DATA LISTING>
BEGIN
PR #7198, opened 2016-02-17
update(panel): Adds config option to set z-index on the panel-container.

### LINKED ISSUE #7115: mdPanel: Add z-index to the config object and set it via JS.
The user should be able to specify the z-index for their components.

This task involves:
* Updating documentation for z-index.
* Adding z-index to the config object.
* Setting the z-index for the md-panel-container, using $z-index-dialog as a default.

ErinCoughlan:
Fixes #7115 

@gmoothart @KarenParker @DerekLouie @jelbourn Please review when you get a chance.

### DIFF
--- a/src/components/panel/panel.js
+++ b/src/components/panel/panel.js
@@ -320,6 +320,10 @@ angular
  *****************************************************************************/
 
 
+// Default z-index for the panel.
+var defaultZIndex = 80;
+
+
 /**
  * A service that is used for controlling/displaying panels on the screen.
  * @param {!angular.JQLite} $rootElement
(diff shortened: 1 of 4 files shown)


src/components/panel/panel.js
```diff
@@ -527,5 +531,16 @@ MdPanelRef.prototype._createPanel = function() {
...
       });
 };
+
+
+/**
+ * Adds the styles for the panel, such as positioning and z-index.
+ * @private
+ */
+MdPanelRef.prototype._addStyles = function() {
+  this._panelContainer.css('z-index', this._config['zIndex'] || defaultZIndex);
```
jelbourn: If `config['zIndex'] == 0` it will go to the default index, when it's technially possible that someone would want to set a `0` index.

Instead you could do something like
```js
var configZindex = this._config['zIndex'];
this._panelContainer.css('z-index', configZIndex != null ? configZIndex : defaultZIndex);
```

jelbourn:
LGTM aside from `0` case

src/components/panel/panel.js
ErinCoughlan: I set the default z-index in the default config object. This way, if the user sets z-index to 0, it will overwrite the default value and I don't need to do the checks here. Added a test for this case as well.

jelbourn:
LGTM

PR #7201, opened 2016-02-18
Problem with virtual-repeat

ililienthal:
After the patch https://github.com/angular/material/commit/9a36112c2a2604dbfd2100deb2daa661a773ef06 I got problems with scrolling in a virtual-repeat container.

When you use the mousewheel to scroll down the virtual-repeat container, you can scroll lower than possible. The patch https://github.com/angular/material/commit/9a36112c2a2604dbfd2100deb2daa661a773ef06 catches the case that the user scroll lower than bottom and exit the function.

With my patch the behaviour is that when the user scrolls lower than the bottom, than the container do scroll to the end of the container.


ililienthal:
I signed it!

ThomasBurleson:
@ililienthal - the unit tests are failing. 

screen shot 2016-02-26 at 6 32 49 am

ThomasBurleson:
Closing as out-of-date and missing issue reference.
END
BEGIN
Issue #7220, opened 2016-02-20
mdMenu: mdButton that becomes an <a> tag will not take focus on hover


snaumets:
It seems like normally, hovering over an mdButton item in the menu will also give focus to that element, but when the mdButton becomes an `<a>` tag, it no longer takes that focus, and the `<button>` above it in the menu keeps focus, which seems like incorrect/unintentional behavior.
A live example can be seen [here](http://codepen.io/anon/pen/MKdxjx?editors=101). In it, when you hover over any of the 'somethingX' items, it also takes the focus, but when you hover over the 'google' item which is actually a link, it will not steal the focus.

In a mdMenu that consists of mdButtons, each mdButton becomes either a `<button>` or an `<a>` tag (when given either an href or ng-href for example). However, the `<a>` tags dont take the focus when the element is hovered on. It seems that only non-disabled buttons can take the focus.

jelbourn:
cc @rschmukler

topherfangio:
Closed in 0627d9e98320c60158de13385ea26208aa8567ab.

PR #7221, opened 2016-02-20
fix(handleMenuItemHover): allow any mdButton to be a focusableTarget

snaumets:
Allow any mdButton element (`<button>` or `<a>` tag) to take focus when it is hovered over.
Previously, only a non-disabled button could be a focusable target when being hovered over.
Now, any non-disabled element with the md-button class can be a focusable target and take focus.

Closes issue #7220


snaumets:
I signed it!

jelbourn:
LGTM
END
WORK INSTRUCTIONS> Will you return exactly the lines above from the one with "to the default" down to the one with "Closing as out-of-date", counting both as part of the range?

ANSWER BOX>
jelbourn: If `config['zIndex'] == 0` it will go to the default index, when it's technially possible that someone would want to set a `0` index.

Instead you could do something like
```js
var configZindex = this._config['zIndex'];
this._panelContainer.css('z-index', configZIndex != null ? configZIndex : defaultZIndex);
```

jelbourn:
LGTM aside from `0` case

src/components/panel/panel.js
ErinCoughlan: I set the default z-index in the default config object. This way, if the user sets z-index to 0, it will overwrite the default value and I don't need to do the checks here. Added a test for this case as well.

jelbourn:
LGTM

PR #7201, opened 2016-02-18
Problem with virtual-repeat

ililienthal:
After the patch https://github.com/angular/material/commit/9a36112c2a2604dbfd2100deb2daa661a773ef06 I got problems with scrolling in a virtual-repeat container.

When you use the mousewheel to scroll down the virtual-repeat container, you can scroll lower than possible. The patch https://github.com/angular/material/commit/9a36112c2a2604dbfd2100deb2daa661a773ef06 catches the case that the user scroll lower than bottom and exit the function.

With my patch the behaviour is that when the user scrolls lower than the bottom, than the container do scroll to the end of the container.


ililienthal:
I signed it!

ThomasBurleson:
@ililienthal - the unit tests are failing. 

screen shot 2016-02-26 at 6 32 49 am

ThomasBurleson:
Closing as out-of-date and missing issue reference.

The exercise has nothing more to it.